C’est sur ces entrefaites que Paul Delouvrier, directeur général adjoint des Impôts, s’est déchargé sur moi du soin d’intervenir dans un séminaire auquel il avait eu l’imprudence d’accepter de participer. Organisé par Raoul Nordling (le consul de Suède qui avait sauvé Paris des flammes), ce séminaire avait pour sujet » Fiscalité et Productivité « .
Il n’y a rien de tel pour comprendre une matière que de devoir l’enseigner. Cherchant ce que j’allais bien pouvoir dire, j’ai passé en revue les diverses parties de notre système fiscal, sous l’angle de la productivité, et j’ai fini par trouver.

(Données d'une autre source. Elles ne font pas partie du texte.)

PR #220, opened 2026-04-26
OP-182: document non-iTerm terminals as second-class and untested

### LINKED ISSUE #218: document non-iTerm terminal clients as second-class and untested
Tracked as op issue **OP-182**.

earchibald:
## Summary
- README "Terminal" section now spells out three tiers: **iTerm** (primary daily-driver), **Terminal.app** (second-class fallback), **other terminals** (Kitty/Alacritty/Ghostty/WezTerm — not supported, op routes through one of the two regardless).
- Settings tab "Terminal app" tooltip mirrors the same tiering so users see it without leaving the dropdown.
- Docs and one tooltip string only — no behavior change.

Tracks op issue OP-182. Closes #218.

## Test plan
- [x] `node scripts/bump-version.mjs patch` → 0.61.7, build green.
- [x] `node scripts/dev-sync.mjs` → reload op-obsidian in OP-Test.
- [x] Probe rendered Settings tab via `app.setting.openTabById("op-obsidian")` — Terminal-app row found, description starts "iTerm is the primary, daily-driver terminal —…".
- [x] `obsidian vault=OP-Test dev:console` → no errors after reload + settings render.

### DIFF
--- a/plugins/op-obsidian/README.md
+++ b/plugins/op-obsidian/README.md
@@ -96,9 +96,17 @@ Per-project repo paths (slug → absolute path). Overridden by a `repo_path:` in
 
 ### Terminal
 
-- **Terminal app** — `Terminal` (plain tmux) or `iTerm` (`tmux -CC` control mode). All agents share one tmux session (`op-agents`), one window per issue, so agents survive the terminal closing (reattach with `tmux attach -t op-agents`).
+**Supported terminals.** macOS only. Three tiers:
+
+- **iTerm — primary, daily-driver.** All agent-launch UX (tmux `-CC` control mode, the layout orchestrator, non-activating background launch via `open -ga`, recommended-prefs nudges, AppleScript automation) is built and tested against iTerm. Pick this unless you have a reason not to.
+- **Terminal.app — second-class fallback.** Works via plain tmux: each launch writes a launch script and `open -a Terminal`s it. No orchestrator, no `-CC` integration (each new Terminal window opens its own tmux client and mirrors the shared session), no background launch (Terminal has no equivalent non-activating cold-start), no pane layouts. Functional, but a degraded experience — only use it if iTerm isn't an option.
+- **Other terminals (Kitty, Alacritty, Ghostty, WezTerm, …) — not supported.** The dropdown is hardcoded to `Terminal | iTerm`; nothing else has been tested. If one of these is your default terminal, op still routes via `open -a Terminal` or iTerm — your preferred terminal is bypassed entirely. Adding support is not on the roadmap.
+
+Settings:
+
+- **Terminal app** — `Terminal` or `iTerm` (see tiers above). All agents share one tmux session (`op-agents`), one window per issue, so agents survive the terminal closing (reattach with `tmux attach -t op-agents`).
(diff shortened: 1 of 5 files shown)


earchibald:
@copilot please run an adversarial review on this docs-only PR. Particular focus:

1. **Tier accuracy vs. code reality.** Cross-check the README and Settings tooltip claims against the actual launch pipeline:
   - `plugins/op-obsidian/src/terminalLaunch.ts` — does the iTerm path *actually* gate orchestrator (`args.orchestrator?.settings.orchestrator.enabled`), `backgroundLaunch` (`args.terminalApp === "iTerm"`), and `iTermPlacement` (`new-tab` / `new-window`) all on `terminalApp === "iTerm"` only? If any of these are reachable from the Terminal.app branch (the `open -a Terminal` line at the bottom), the README's "no orchestrator / no `-CC` / no background launch / no pane layouts for Terminal.app" claim is wrong.
   - `plugins/op-obsidian/src/settingsPure.ts` `mergeSettings` — does it actually reject anything other than `"Terminal" | "iTerm"`? If a user pokes `data.json` to set `terminal: "kitty"`, does the load path really fall back, or does it leak through? The README says other terminals are "not supported" — that's only true if the merge clamps.
   - `renderDailyTerminal` in `settings.ts` — only emits `Terminal | iTerm`? Confirm the dropdown can't surface a third option via overlays or i18n.

2. **Settings tooltip rendering.** The new tooltip description is one long sentence with markdown backticks. Obsidian's `Setting.setDesc` renders as plain text by default — does the user see ` ` `tmux -CC` ` ` literally with backticks, or does Obsidian render it as code? If literal, decide whether that's acceptable or whether the description should be plain prose. Also check there's no length cap that truncates the tooltip in the actual rendered tab.

3. **Terminology drift inside the same file.** README §"### Terminal" now says "Other terminals … are not supported." But §"### iTerm layout orchestrator" still says "macOS + iTerm only" and the `setName("iTerm window placement")` description still reads "Where to open the agent when Terminal app is iTerm." Are these consistent with the new tier framing, or do they contradict it (e.g. by implying Terminal.app is a peer choice)?

4. **First-line-only stripped to 200 chars.** The smoke-test snippet truncates `desc.textContent` to 200 chars. Is the sentence I wrote actually the first 200 chars of the rendered text? (i.e. did Obsidian add a leading space or icon character that would shift the truncation and mask a typo at the start?)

Je ne me suis pas cru obligé d’imaginer les incitations les plus succulentes à donner en prime aux entrepreneurs qui se conformeraient à des ratios de productivité, astucieusement fixés. Je me suis tout bêtement dit qu’il fallait s’efforcer de faire en sorte que la fiscalité ne fausse pas les calculs de prix de revient par rapport à ce qui se passerait s’il n’y avait pas d’impôts. Je pensais en effet que, s’il fallait bien que le fisc prélève sa livre de chair, il valait mieux faire en sorte que, auparavant, cette chair se soit accrue avec le maximum d’exubérance… On se donne du mal, de nos jours, pour en revenir à ce point de vue simpliste.
Animé, donc, de simplisme, je me suis attaché en particulier à étudier le sort fait aux investissements. En effet, me disais-je, ce n’est pas pour le plaisir, mais pour économiser du temps et de l’argent, qu’un entrepreneur investit. Il faut bien que cela en vaille la peine, car investir c’est se détourner, dans l’immédiat, de la production que l’on s’est assignée, afin de fabriquer un outil. Il faut donc que cet outil fasse beaucoup gagner de temps pour que le temps passé à le fabriquer soit plus que rattrapé… L’investissement est donc l’une des voies royales de la productivité.

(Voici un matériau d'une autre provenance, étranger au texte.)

PR #256, opened 2026-04-26
OP-194: generic {{var}} renderer + pluginVarRegistry + WorkflowDiagnostic

earchibald:
## Summary

Foundation for the workflow-modules engine (parent: OP-184; grandparent: OP-181). Pure-fn only, no vault IO — the loader is 1b, composition is 1d.

- **`workflowDiagnostic.ts`** — declares the full `WorkflowDiagnostic` union from OP-181 plan §"Unified diagnostic record" (`bad-model | missing-var | unknown-module | schema-mismatch | import-collision | intra-scope-collision | malformed-frontmatter`). 1a only emits `missing-var`; 1b/1c add emit sites without re-editing the union shape.
- **`pluginVarRegistry.ts`** — single source of truth for the 16 always-on plugin vars (`id, title, project, status, priority, parent, repo_path, vault_path, vault_name, branch, pr_url, github_issue, today, agent, model, mode`). Each entry: `{ name, description, example, compute(ctx) }`. `PARENT_NONE_SENTINEL = "(none — this is a top-level issue)"` lives here so every consumer references one source. `buildRenderContext({ entry, profile, launch })` flattens `IssueEntry + AgentProfile + LaunchContext` into a typed `RenderContext`. No I/O, no clock reads.
- **`renderTemplate.ts`** — generic `{{var}}` pure renderer. Token shape `{{ \s* [a-zA-Z_][a-zA-Z0-9_]* \s* }}`, registry-driven resolution. Unknown name or undefined compute → leaves the token verbatim and emits `WorkflowDiagnostic { code: "missing-var", varName }`. Verbatim fallback is the explicit safety contract: never silently corrupts a prompt with empty strings, never throws on a typo.
- **`agentProfiles.ts:renderSkillTrigger`** — refactored to delegate to `renderTemplate`. Public signature preserved; output byte-identical for every shipped trigger string (asserted in tests).

Bumps `op-obsidian` to `0.62.0` (minor — additive infrastructure; no user-visible behavior change yet).

## Test plan

- [x] `npm test` in `plugins/op-obsidian/` — 836 tests pass across 60 files. The one pre-existing `iTermPrefs.test.ts` infra failure reproduces on the unmodified branch tip; unrelated.
- [x] Targeted run of new + adjacent files: 84 / 84 passing (`pluginVarRegistry.test.ts`, `renderTemplate.test.ts`, `agentProfiles.test.ts`).
- [x] `node scripts/bump-version.mjs minor` — manifest, package.json, plugin.json all at 0.62.0; build green.
- [x] `node scripts/dev-sync.mjs` — copied into OP-Test; plugin reloaded clean.
- [x] OP-Test smoke probe — plugin loaded at v0.62.0, all 39 commands registered, no console errors.

### Test coverage highlights

- Every required always-on var has an entry (acceptance criterion).
- `parent` returns the literal id when present, `PARENT_NONE_SENTINEL` when null. The sentinel is sourced from the registry export — re-typing the prose at the assertion site would defeat the test.
- `renderTemplate`: single / multi / repeated tokens, whitespace-tolerant braces, mixed resolved + missing in one pass, idempotency (rendering the renderer's own output is a fixed point for fully resolved strings), `{{vars.<name>}}` shape ignored (left for 1b/1c), parent sentinel propagation through the renderer.
- `renderSkillTrigger` byte-equivalence asserted for `claude`, `gemini`, `copilot` profiles plus a synthetic `{{id}} {{id}} {{id}}` profile (matches legacy `/g` semantics).

## Out of scope (handled by sibling issues)

- Module file schema, frontmatter parser, loader → OP-195 (1b).
- Workflow file schema, `modelRegistry`, `extends:` inheritance, legacy fallback ladder → OP-196 (1c).
- IO loader (`loadModuleSources`), composer split (`composeWorkflow`), `RelaySession`, `launchHeadlessSubtask` rename → OP-197 (1d).
- The `{{vars.<name>}}` user-var namespace and precedence resolution → 1b/1d.

### DIFF
--- a/plugins/op-obsidian/manifest.json
+++ b/plugins/op-obsidian/manifest.json
@@ -1,7 +1,7 @@
 {
   "id": "op-obsidian",
   "name": "Obsidian Projects (op)",
-  "version": "0.61.8",
+  "version": "0.62.0",
   "minAppVersion": "1.5.0",
   "description": "Jira-lite issue tracker for Obsidian vaults — deterministic commands backing the op workflow.",
   "author": "Eugene Archibald",
--- a/plugins/op-obsidian/package.json
+++ b/plugins/op-obsidian/package.json
@@ -1,6 +1,6 @@
 {
   "name": "op-obsidian",
-  "version": "0.61.8",
+  "version": "0.62.0",
   "description": "Obsidian plugin that owns the deterministic half of the op workflow.",
   "main": "main.js",
   "scripts": {
--- a/plugins/op-obsidian/src/agentProfiles.ts
+++ b/plugins/op-obsidian/src/agentProfiles.ts
@@ -1,3 +1,5 @@
+import { renderTemplate } from "./renderTemplate";
+
 export type AgentId = "claude" | "gemini" | "copilot";
 
 export const AGENT_IDS: AgentId[] = ["claude", "gemini", "copilot"];
@@ -244,7 +246,13 @@ export function mergeProfile(id: AgentId, overlay?: ProfileOverlay): AgentProfil
 }
 
 export function renderSkillTrigger(profile: AgentProfile, issueId: string): string {
-  return profile.skillTrigger.replace(/\{\{id\}\}/g, issueId);
+  // Delegates to the generic `renderTemplate` so every prompt-shaping
+  // surface goes through one code path with one diagnostic contract. The
+  // shipped trigger strings only reference `{{id}}` today, so a partial
+  // context with just `{ id, agent }` is sufficient. Diagnostics are
+  // discarded here; 1d's composer will plumb them through to the dry-run /
+  // settings surfaces.
+  return renderTemplate(profile.skillTrigger, { id: issueId, agent: profile.id }).text;
 }
 
 export function launchFlagsFor(profile: AgentProfile, mode: AgentLaunchMode): string[] {
--- a/plugins/op-obsidian/src/pluginVarRegistry.test.ts
+++ b/plugins/op-obsidian/src/pluginVarRegistry.test.ts
@@ -182,6 +182,18 @@ describe("PLUGIN_VAR_REGISTRY", () => {
       expect(PLUGIN_VAR_REGISTRY.parent.compute(minimal)).toBe(PARENT_NONE_SENTINEL);
       expect(PLUGIN_VAR_REGISTRY.parent.compute({ ...minimal, parent: "OP-2" })).toBe("OP-2");
     });
+
+    it("{{parent}} returns undefined (not the sentinel) when parent slot is missing from a Partial ctx", () => {
+      // parent is required (string | null) in a full RenderContext, but in a
+      // Partial<RenderContext> the slot may simply be absent (undefined).
+      // undefined means "caller didn't provide the parent field at all" — the
+      // renderer treats that as missing-var, not as a confirmed top-level issue.
+      // null is the explicit signal that the issue has no parent; only that
+      // triggers the sentinel.
+      const noParentSlot: Partial<typeof minimal> = { ...minimal };
+      delete (noParentSlot as Partial<typeof noParentSlot>).parent;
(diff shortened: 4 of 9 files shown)


earchibald:
@copilot — please adversarially review this PR. Concrete pressure-test prompts:

**Renderer correctness**
1. **Idempotency**: `renderTemplate(renderTemplate(text, ctx).text, ctx)` should equal `renderTemplate(text, ctx)` for any input. Construct a counterexample if you can — e.g., a registry value that itself contains a `{{var}}`-shaped substring (`title: "Use {{id}} in prose"`), or a Unicode/escape edge case the regex mishandles.
2. **Non-greedy regex / pathological inputs**: `{{ {{id}} }}` — what happens? `{{ id`, `id }}`, `{{}}`, `{{ }}` — verify no infinite loop, no exception, no spurious diagnostic.
3. **Whitespace edges**: `{{\nid\n}}` — the regex uses `\s*` which matches `\n`. Is that desired or should it reject newlines inside braces?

Or, à l’époque, la taxe à la production frappait les investissements comme s’ils avaient été des objets de consommation finale, acquis par les consommateurs pour dépenser leurs revenus, et, par conséquent, bons à imposer pour qui veut appréhender une partie du revenu des citoyens.
En bons serviteurs de l’État, les juristes, qui dominaient alors – et je crains que cela n’ait pas beaucoup changé – l’élaboration de la fiscalité, avaient conçu une théorie maximaliste des biens taxables à la taxe à la production : ils y avaient inclus les investissements. Les usines qui produisent les investissements, disaient-ils, bénéficient autant que les autres des services de la collectivité : il faut donc que les biens qu’elles fabriquent soient frappés des mêmes impôts que les marchandises fabriquées par les autres usines.
Au nom de cette théorie, le fisc se donnait beaucoup de mal – et causait encore davantage de mal aux assujettis – afin de pourchasser les investissements à imposer. Il n’y a pas, en effet, comme investissements que les investissements bien visibles que l’on achète à autrui : il y a aussi ceux que l’on fabrique soi-même : les outillages pour machines-outils, les machines bricolées maison… Il fallait donc calculer en pareil cas la valeur de l’investissement, bien qu’elle ne soit pas apparue dans une transaction. Une couturière qui taillait un » patron » dans du papier aurait théoriquement dû isoler le coût du papier et le temps passé à le tailler pour y appliquer spécialement la taxe à la production, comme si c’était une robe supplémentaire.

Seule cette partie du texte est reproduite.